---
id: "concept-harness-model-coevolution"
type: "concept"
source_timestamps: ["§ The Coupling of Model Training and Harness Design"]
tags: ["model-training", "evolution"]
related: ["claim-harness-overfitting", "contrarian-harness-optimization", "entity-claude-code", "entity-codex-5-3"]
definition: "The feedback loop where models are post-trained within specific harnesses, improving native capabilities but risking overfitting to specific tool logic."
---
# Coupling of Model Training and Harness Design

## The Feedback Cycle

Modern agent products like [[entity-claude-code|Claude Code]] and the [[entity-codex-5-3|Codex]] family are **post-trained with specific models and harnesses in the loop**. This creates a feedback cycle:

1. Useful harness primitives (filesystem ops, bash execution, planning) are discovered.
2. They are added to the harness ([[concept-agent-harness]]).
3. They are then used to train the **next generation of models** to be natively good at those actions.
4. The next harness iteration builds on those native capabilities, and so on.

## The Cost

While this makes models more capable **within their native harness**, it can lead to **overfitting and a loss of generalization** when the model is moved to a different harness — see [[claim-harness-overfitting]].

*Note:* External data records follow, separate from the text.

PR #162, opened 2021-11-05
Fin data validataion

MirijaHa:
This PR adds extended input validation for financial_data.

Some context info and questions for dear @maurolepore 
- financial_data is the only dataset that users might create manually. Therefore the checks are more pendantic than for other input data which either we provide or comes from PACTA calculation. Also users might want to use the function check_financial_data to check their data before running stresstest, and might have to understand it in case it detects problems, which is not unlikely. Thus I exported it and wrote it in a way that should be easily understandable to someone without R/tidverse specific knowledge, i.e. I used no pipes or alike.
- preach wine drink water style I implemented this to cater to a bunch of specs that Jacob and me briefly discussed but did not note down as requirements in ADO, so dont feel like you have to review the content of the PR, however I would ask for some advice on including examples in function doc (compare check_financial_data).

1. would you recommend wrapping examples in dontrun? This example is not timeconsuming and is on an exported function so I did not see the need, but maybe you have another opinion?
2. do you know of a convenient way to style examples? Using styler add-in did not work for me, so I styled it manual which is probably not the wisest approach :)


R/wrangle_and_check.R
```diff
@@ -138,8 +167,27 @@ wrangle_financial_data <- function(financial_data, asset_type) {
         .data$debt_equity_ratio, .data$volatility
       ) %>%
       dplyr::distinct_all()
+  } else {
+    financial_data <- financial_data %>% dplyr::filter(!is.na(corporate_bond_ticker))
```
jacobvjk, line 171: .data$corporate_bond_ticker

R/wrangle_and_check.R
```diff
@@ -193,3 +240,44 @@ fill_annual_profit_cols <- function(annual_profits) {
...
+      stop("Implausibe value(s) < 0 for debt_equity_ratio detected. Please check.")
+    }
+  } else {
+    if (any(financial_data$debt_equity_ratio <= 0)) {
+      stop("Implausibe value(s) <= 0 for debt_equity_ratio detected. Please check.")
+    }
+  }
+
+  if (any(financial_data$volatility < 0)) {
+    stop("Implausibe value(s) < 0 or >= 1 for volatility detected. Please check.")
```
jacobvjk, line 281: the sentence doe not match the condition

R/wrangle_and_check.R
```diff
@@ -193,3 +240,44 @@ fill_annual_profit_cols <- function(annual_profits) {
...
+#'
+#' @inheritParams check_financial_data
+#'
+#' @return NULL
+check_valid_financial_data_values <- function(financial_data, asset_type) {
+  n_unique_ids <- length(unique(financial_data$company_id))
+  n_unique_names <- length(unique(financial_data$company_name))
+  n_unique_id_names_combinations <- length(unique(paste(financial_data$company_id, financial_data$company_name)))
+
+  if (length(unique(c(n_unique_ids, n_unique_names, n_unique_id_names_combinations))) > 1) {
```
jacobvjk, line 258: This implies that users will have to add the correct `company_id` for loans. That is only realistic if they get the company id from their pacta run, how else would they know the id? However P4B does not provide the `company_id` and we return `NA_real_` for all companies when wrangling the P4B results to P4I format. In my understanding this test would fail in that case

jacobvjk (commented):
see comment on `company_name` to `company_id` mapping

R/wrangle_and_check.R
MirijaHa: done

R/wrangle_and_check.R
MirijaHa: done

maurolepore:
@MirijaHa,

### 1. Examples

For a GitHub release I would focus mainly on making examples run so the user can see the output on the website -- without having to install or run anything ([example](https://2degreesinvesting.github.io/r2dii.climate.stress.test/reference/dropbox_exists.html#examples)). That might be a lil tricky with all the setup this package requires, but I'm happy to try. When the time comes it would very much help export only the main user-facing functions and nothing else. Then I'll know where to focus my effort.

For a CRAN release we'll need to be very careful. Recently CRAN got very picky about including examples, and the use of dontrun. A great source of wisdom is [this repo](https://github.com/DavisVaughan/extrachecks) -- which includes some tips specifically about examples. (That repo is linked in the release issue.).

A [hot new feature](https://roxygen2.r-lib.org/news/index.html#roxygen2-7-1-2-2021-09-08) that may help and I'm keen to try is `@examplesIf`. Maybe you'll try it first :-)
 
### 2. Styling examples

I apply the tidyverse style to roxygen examples with the styler addin plus some manual tweaks ([4' demo](https://youtu.be/0oXa112SUcM)).

jacobvjk (approved):
lgtm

The contrarian observation [[contrarian-harness-optimization]] shows the operational consequence: the native harness is not always the optimal harness, as evidenced by [[entity-opus-4-6|Opus 4.6]] performance differences on [[entity-terminal-bench-2-0|Terminal Bench 2.0]].

## Practical Implication

When you swap harnesses, expect performance to shift. When you train models for a specific harness, you are also implicitly training out flexibility — a real trade-off between specialization and portability.